I think that the factor that will determine the answer is the geographic spread of their staff. If there is some kind of natural or man made disaster that affects the homes and families of most of the staff then it is unlikely that they will want to come to work to help out their employer, particularly if their employer is asking them to work a significant distance from their families who may be evacuated.
If this is the case then we’re probably talking of their surviving an incident that has an effective radius of about 30km. Such an incident would take quite a catastrophic and unlikely event given that the client is nowhere near a nuclear or chemical facility, well away from the coast, and not in an earthquake zone or near an active volcano. The most likely wide spread event is a river flood, but that doesn’t usually last more than a few weeks in the UK.
I was in the process of undertaking a risk assessment exercise for a client of mine when RBS suffered their systems failure the other day. By an amazing coincidence, I was working on the risks to the most urgent activities undertaken by their Finance department, and one of those activities is to make payments via BACS. I had identified that this activity was dependent on their bank, RBS, and was confronted with the very real problem of how do I assess the risk of RBS not being able to process payments because of a failure of their systems?

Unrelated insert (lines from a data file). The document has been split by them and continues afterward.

Issue #234, opened 2015-04-08
Suggestion: Have objects in group inherit instance scale


SolarLune:
Hey, there. So if you make a group instance and then change the instance's scale, the objects in the group appear to be unscaled. It'd be nice if they changed scale as well.

GoranM:
I guess so.

SolarLune:
Cool. I got the root parent object to be scaled by scaling it in the clone() function, like so:
```java
private GameObject clone(GameObject gobj){
		String instance = gobj.json.get("instance").asString();

		GameObject inst = gobj;
		if (instance != null)
			gobj = templates.get(instance);

		GameObject g = cloneNoChildren(gobj);

		for (GameObject c : gobj.children){
			GameObject nc = clone(c);
			nc.parent(g);
		}

		if (instance != null){
			g.position(inst.position());
			Matrix3f ori = inst.orientation();
			ori.mul(g.orientation());
			g.orientation(ori);
			g.scale(inst.scale());
						
			g.props = new HashMap<String, JsonValue>(g.props);
			g.props.putAll(inst.props);

			for (GameObject c : inst.children){
				GameObject nc = clone(c);
				nc.parent(g);
			}
		}

		return g;

	}
```

However, children of the root object aren't offset correctly like they appear in Blender. They just position themselves like they would be if the object weren't scaled. Are objects positioned or transformed initially somewhere else after the clone function is run?

GoranM:
> Are objects positioned or transformed initially somewhere else after the clone function is run?

Not to my knowledge.

SolarLune:
Hm, I guess I was just mistaken the first time I tried to do this. Got it working. PR submitted.

SolarLune:
This was merged in, so issue closed. Thanks!

PR #240, opened 2015-04-15
(#234) - Objects in group inherit instance's scale.

SolarLune:


GoranM:
It doesn't work when the root object has more than one child.

Also, I don't really see the rationale for this:

```java
for (GameObject c : g.children) {
	Vector3f offset = c.position().minus(g.position());
	c.position(g.position());
	c.move(offset);
}
```

Mathematically, it should not change c.position: 

```java
c = 2
g = 1
offset = c - g   // 2 - 1 = 1
c = g  // c = 1
c = c + offset  // c = 1 + 1 = 2
```

If you print c.position(), before and after, you'll see that it stays the same.

I suspect the visible changes are due to how the transform chain is updated, and how scale is incorporated in that process ... It's possible that there's bug in GameObject.scale, relating to how it affects children, even for non-instanced objects.

SolarLune:
Ah, you're right. 

Hm, there doesn't seem to be any scaling issues when not dealing with groups. It seems like it might be the process of spawning in the objects after the parent and then re-parenting them that houses the problem? I'm unsure, though.

GoranM:
You should be able to see the problem when actually setting a new scale, in game, for a given parent.

I've made a commit that should fix that - test it out.

SolarLune:
OK, I think I saw some weird behavior using the scale() function in-game that's not there now. Thanks for the fix - simply applying the scale seems to work now. PR should be updated.

Issue #236, opened 2015-04-11
Suggestion: GameObject.components.get() Component Class


SolarLune:
Hey, there. I think it'd be useful to have a get() function in the components list that allows you to get a component by a specific class (i.e. components.get(Halo)). The only way it seems to be possible to do this currently would be to store references in the GameObject and pull them from there, but that's not always possible (like in my current case).

GoranM:
> but that's not always possible (like in my current case).

What case, specifically?

SolarLune:
I have a PlayerControl component (that extends from Component) that exists in a separate file from the Player. Its GameObject reference doesn't point to the Player, but rather a GameObject that is the Player (so I can't access Player-specific code). Basically, "g" is hardwired to be a GameObject, not an instance of the Player class, and I'd rather not do some "hack" to create a Player specific variable in the PlayerControl component. 

I thought the idea was for components to be re-useable - it doesn't work as well if you program them to work with one kind of object.

Some sort of messaging system might also help with this.

GoranM:
> I thought the idea was for components to be re-useable

They are, for objects that can actually use them.

If PlayerControl requires access to Player specific fields/methods, it is a Player specific component - You can't expect to use it on objects that don't actually support the requirements.

> Basically, "g" is hardwired to be a GameObject, not an instance of the Player class, and I'd rather not do some "hack" to create a Player specific variable in the PlayerControl component.

I don't see how a "messaging" system, or your original suggestion, would actually resolve that issue ... Seems like you're jumping to a completely different topic here.

If that's really your core issue - having to cast to a specific type  - then maybe you should change the topic title to something more relevant.

That said: We could employ generics to have `Component<T extends GameObject>`, where T could be specified on extension, to make `g` the proper type.

SolarLune:
> If PlayerControl requires access to Player specific fields/methods, it is a Player specific component - You can't expect to use it on objects that don't actually support the requirements.

It doesn't. It requires data from another component. Thinking about it now, I can pass that other component as a reference to the PlayerControl component.

 >I don't see how a "messaging" system, or your original suggestion, would actually resolve that issue ... Seems like you're jumping to a completely different topic here.

[...]

PR #243, opened 2015-04-17
(#236) - components.get() function.

SolarLune:
New ArrayListClass class to allow for this.


GoranM:
I don't think you need a new container class: You could just have Component implement the Named interface, like GameObject does, and then you can just use ArrayListNamed.

SolarLune:
That makes sense, yeah. PR updated!

PR #250, opened 2015-04-17
(#76) profilerScene

rafcolson:
```Bdx.profiler.show()``` will show the profiler. By default this is added to ```Sacky.init()```. Let me know what you think. (Edit: you can put it anywhere, it's just an example)

Well, finally some results after using ```TimeUtils.nanoTime()``` instead of ```TimeUtils.millis()```. So much better now.

I tried but failed to activate ```show()``` when ```game_settings.show_framerate_profile``` is activated. Could this be stored in ```bdx``` on export to get it in the ```Profiler``` later on?

```percents``` and ```nanos``` are private now.

### CODE REVIEW

**Comment by SolarLune** [comment]
> Bdx.profiler.show() will show the profiler. By default this is added to Sacky.init(). Let me know what you think.

That doesn't sound like a good choice. What was the issue with using show() when the game settings' show framerate boolean is activated? If it doesn't work otherwise, storing it in the Profiler as a static field would probably be fine.

**Comment by rafcolson** [comment]
I stored a boolean in the Profiler, which is ```visible```. But of course some initialization has to occur too, that's why there is a method ```show()```. What doesn't sound good?

**Comment by SolarLune** [comment]
Putting it in a GameObject? Seems like it should be something that can't be interfered by the user. Seems like it should be where whether the Profiler scene is initialized, updated, and rendered is all up to the Show Framerate and Profile checkmark.

**Comment by rafcolson** [comment]
You can put the line to call ```show``` wherever you want. As an example I just put it in ```Sacky.init()``` so the profiler starts automatically in the default blend.

**Comment by SolarLune** [comment]
But why have the show() call at all? Why not store the "Show Framerate And Profile" status from Blender somewhere, and then call show() yourself from the Scene's init() function, or wherever else behind the scenes if you have it checked?

**Comment by rafcolson** [comment]
I understand. But for now if you can help me to get the Show Framerate and Profile value in Bdx, then I could make it so. But I couldn't access it.

**Comment by SolarLune** [comment]
Yeah, okay, sure. Gimme a sec.

**Comment by rafcolson** [comment]
Thanks a lot. :+1:

**Comment by SolarLune** [comment]
OK, so:

```python
"framerateAndProfile": scene.game_settings.show_framerate_profile,
```
Goes in exporter.py in the bdx dictionary around line 642. You can then get that boolean using

```java
json.get("framerateAndProfile").asBoolean()
```

in Scene.java; if you're trying to set it up elsewhere, then I imagine you'll have to make a new JsonReader to parse the current scene file, like the Scene class already does. Does that help?

SolarLune:
OK, so it seems like you should be able to just make a new field in the Bdx class and then write to it from the scene's init() function?

rafcolson:
I'm sorry Solar, I don't understand. Which scene's init() function do you mean?

You see, if I would get it through the JsonReader than I would have to parse the "current" scene file. But what is the "current" scene file?

```java
		json = new JsonReader().parse(scene); // do I have to get the active scene here?
		name = json.get("name").asString();
```

SolarLune:
I meant the Scene.init() function - the Scene class's init() [function](https://github.com/GoranM/bdx/blob/master/src/com/nilunder/bdx/Scene.java#L100).

rafcolson:
But do I just get the first scene of the scenes list then? What if you have an object in your scene, which calls an overlay and a background scene at initialization. Then I'll have to get the middle one. You see that I can't seem to find a clean way to do this.

You're welcome to give it a try yourself. Probably I'm being an amateur. But it's to confusing to me. I'd which all those global attributes where global as part of Bdx, and not of one of the active scenes.

SolarLune:
> What if you have an object in your scene, which calls an overlay and a background scene at initialization. 

Those scenes will be added later, on the next game frame; it doesn't happen immediately, AFAIK. On start, there's only one scene - the one that BDX loads up with. All other scenes that can be added are added after that one.

I'll check your code out.

SolarLune:
Hey, so here's a few slight changes I made.
https://github.com/SolarLune/bdx/commit/72f7cac2ec29b46de2fd2124a3840b77ba2a1919

Note that it's still not ideal in that the "Show Framerate and Profile" setting can be true in other scenes, so you can de-activate it in the current scene and end up with it still on because a scene added later has it enabled. Ideally, you would basically "deactivate" the profiler if the Framerate and Profiler button is deactivated (so no other Scene can start it up).

rafcolson:
PR updated. Thanks, SolarLune.

rafcolson:
You know what's funny? If you run the game once and then remove the ```__Profiler``` scene, it will still work because it is now saved as ```/assets/scenes/__Profiler.bdx```.

GoranM:
Yeah, that's how it works - As long as the bdx file is in the right place, along with all the resources it requires, the scene itself doesn't have to be present in the .blend

I don't think it should be too difficult to leverage that, so we don't have to include the profiler scene in the .blend, but this is ok for now.

Good work!

rafcolson:
@GoranM I'm glad you like it. But I think I forgot to push the last changes to the commit. The only change was the output of function ```Bdx.profiler.stop("myFunction")```. Currently, as it was merged, this will return the ```deltaTime``` in Long nanoseconds. But shouldn't I have to change this into Float milliseconds? I think this is an easier format for the user to work with. So let me know if you think it's a good idea.

SolarLune:
No problem!

PR #256, opened 2015-04-20
(#76) profiler scene adjustments

rafcolson:
- the profiler scene is now separated from the game.blend file into
profiler.blend (this also made it unnecessary to remove the profiler
scene from the game.blend after project creation

- if the profiler was not exported to *.bdx yet, then this will happen
when the game runs, by appending the scene from the default.blend and
removing it afterwards

Edit:

- profiler text font changed to [Liberation Mono Bold](http://en.wikipedia.org/wiki/Liberation_fonts), which is free. If you don't like the font, I could search for a better one.

- added ```avgTicRate```, which is the average per second.

- semi-transparent and shorter bars.


GoranM:
Why is adding a whole new .blend better than simply adding the line to remove the scene after project creation? I think it would be better to have an additional line, instead of an additional file.

A lot of the code seems unnecessary - All you really need to do is just add the scene, and then remove the scene. There's no need to check if the .bdx file exists, or anything else.

Also, there's no need to use the addon_utils module, because we already have the required functions in our own utils: You can get the path to the gen directory via `ut.gen_root()`.

rafcolson:
>Why is adding a whole new .blend better than simply adding the line to remove the scene after project creation? I think it would be better to have an additional line, instead of an additional file.

Maybe you are misunderstanding what I'm talking about here. This has nothing to do with appending and removing the scene from the ```game.blend``` in the addons directory.

You see, if the default ```game.blend``` in the addons directory would contain the profiler scene, then also the start-up ```game.blend``` in the project directory would contain it, because it's a duplicate, right? But this scene would be useless whatsoever, so it would be required to check if it exists and if so, remove it and save the blend. Ideally this should happen when the project is created, but it's only possible from within the start-up blend itself, when it's opened.

So the only way to remove it is when BDX is run. Unfortunately this would also require it to exist as long as BDX is not run (for the first time). So after project creation, when the start-up blend is opened, it would have this ```__Profiler``` scene in the Outliner, which is useless. And then after you started the game for the first time, it would be gone. Needless to say this would be a little confusing to the user, not to say "buggy" in the eyes of many.

So the most straightforward solution would be to not have the profiler scene in the default ```game.blend```, from which the start-up blend is created. Assuming that I'm right about all of this.

>A lot of the code seems unnecessary - All you really need to do is just add the scene, and then remove the scene. There's no need to check if the .bdx file exists, or anything else.

But wouldn't this extra code weigh up against the extra processing time for appending and removing the profiler scene every time BDX is run?

>Also, there's no need to use the addon_utils module, because we already have the required functions in our own utils: You can get the path to the gen directory via ut.gen_root().

I could have sworn this path is pointing to the project directory, which I thought was strange, but it clearly isn't as I just checked it again. Silly mistake.

GoranM:
I don't really understand what you mean.

It should be possible to simply remove the profiler scene during project creation (createproj.py), just before you save:

```python
        # remove profiler scene
        bpy.ops.wm.save_mainfile()
```

> But wouldn't this extra code weigh out against the extra processing time for appending and removing the profiler scene every time BDX is run?

Is the processing time noticeable? If not, there's no need to complicate the code with unnecessary optimizations.

As for the other stuff: You shouldn't put more into this PR than originally intended.

Put the other stuff in a new PR.

rafcolson:
>I don't really understand what you mean.
>
>It should be possible to simply remove the profiler scene during project creation (createproj.py), just before you save:
```java
      # remove profiler scene
        bpy.ops.wm.save_mainfile()
```

I had tried this before, but Blender will crash.

But wouldn't this extra code weigh out against the extra processing time for appending and removing the profiler scene every time BDX is run?
>Is the processing time noticeable? If not, there's no need to complicate the code with unnecessary optimizations.

Okay, I changed it. But I ran into a problem. When BDX runs for the first time it doesn't fail. But after that it will when it clones the text object to add it to the profiler scene. I don't know why, so I'm leaving it as it is. Shortly said: if you remove (or overwrite) ```__Profiler.bdx``` it will give this exception:
```
Exception in thread "LWJGL Application" java.lang.NullPointerException
        at com.nilunder.bdx.Scene.clone(Scene.java:341)
        at com.nilunder.bdx.Scene.add(Scene.java:398)
        at com.nilunder.bdx.Scene.add(Scene.java:414)
        at com.nilunder.bdx.utils.Profiler.show(Profiler.java:40)
        at com.nilunder.bdx.Scene.init(Scene.java:139)
        at com.nilunder.bdx.Bdx$ArrayListScenes.add(Bdx.java:36)
        at com.raco.game.BdxApp.create(BdxApp.java:18)
        at com.badlogic.gdx.backends.lwjgl.LwjglApplication.mainLoop(LwjglApplic
ation.java:143)
        at com.badlogic.gdx.backends.lwjgl.LwjglApplication$1.run(LwjglApplicati
on.java:120)
```

>As for the other stuff: You shouldn't put more into this PR than originally intended.
>
>Put the other stuff in a new PR.
Okay.

PR #257, opened 2015-04-20
(#76) profiler scene internal

rafcolson:
As was mentioned [here](https://github.com/GoranM/bdx/pull/256#issuecomment-94565183) there are two issues to be tackled:

- removing (or overwriting) ```__Profiler.bdx``` will give an exception. So the alternative is to export to *.bdx only when the game runs for the first time after project creation.

- as been demonstrated below, Blender will crash at project creation when removing the redundant ```__Profiler``` scene from the start-up ```game.blend```. So the alternative would be to separate the ```__Profiler``` scene from the default ```game.blend``` into a second ```profiler.blend```, from which the scene can be appended.

@GoranM I can't seem to find another solution, so if you would have a look at it, it's well appreciated.


GoranM:
> removing (or overwriting) __Profiler.bdx will give an exception. So the alternative is to export to *.bdx only when the game runs for the first time after project creation.

You have: `prof_blend_name = "default.blend"` - it should be `"game.blend"`, right?

That said: It seems like removing the scene from the .blend doesn't unlink all the data immediately, so when the scene is added again, the original names that were used for objects in that scene are considered unavailable, so blender gives all objects (and even fonts) new names.

Given that, I would agree that checks are probably the best option, however, instead of `profiler_on_exprun`, you should use a more descriptive name, like `profiler_exported`.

The likelihood of RBS not being able to process payments because of a failure of their systems would normally be rated as being very low, but today it’s a racing certainty! Had I undertaken the risk assessment a week ago I would have rated the risk as very low and not worth taking any mitigating measures. Now the risk is very high (certainty multiplied by the impact on my client), so they should consider mitigating action – such as have an alternative bank.
The question is, what does this say about value of undertaking such risk assessments?
One of the things that I always look for when helping a client to implement Business Continuity is single points of failure. My latest client has managed to provide me with the best example of one yet, and the name of the single point of failure is Malcolm.
The client will remain nameless, to protect the innocent, but quite by chance it was revealed that one of their most critical and urgent activities is totally dependent one a single person working for an outsource supplier, and his name is Malcolm. If Malcolm is not available to do an activity that is on the critical path to enable one of the client’s most important services to be delivered, the client’s reputation will be destroyed. This service is delivered just once a year, and is vital to thousands of my client’s stakeholders.
I’ve never met Malcolm, but apparently he’s been undertaking this activity for many years, and it’s never failed. I can’t help wondering how old Malcolm is, or whether or not he’s in good health. I know who he works for, but again, I must protect the innocent.
I nearly missed this single point of failure, so from now on I’m going to redouble my efforts to find the Malcolms of this world.